MATERIAL FOR THE TASK:
PR #2542, opened 2025-10-17
Refactror SARJ-LLC.py

hyper440:
- Replaced lambdas with list comprehensions or helper functions
- all values are stripped - some tags had trailing spaces, this is now fixed
- added typing


feederbox826:
There are types in py_common.types

PR #2545, opened 2025-10-18
ScrapeWithURL: support multiple URLs

MikeLund:
ScrapeWithURL scraper would crash if any of the URLs on a scene were invalid (not a real hyperlink), and it would also fail if there's more than one URL on a scene.

Now, it does a good-enough sanity check (that the URL at least starts with 'h'), and it scrapes the scene's URLs one by one -- and completes upon first result.


feederbox826:
Thanks!

PR #2552, opened 2025-10-28
[hegre] performer add weight, tags

spaceyuck:

## Scraper type(s)
- [X] performerByURL

## Examples to test

https://www.hegre.com/models/hannah?locale=en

THE PROBLEM:
Where the listing above reaches the line that contains "PR #2545, opened 2025-10-18", start retyping, and finish with the line that contains "ScrapeWithURL scraper would"; reproduce those lines exactly and no others.

RESPONSE:
PR #2545, opened 2025-10-18
ScrapeWithURL: support multiple URLs

MikeLund:
ScrapeWithURL scraper would crash if any of the URLs on a scene were invalid (not a real hyperlink), and it would also fail if there's more than one URL on a scene.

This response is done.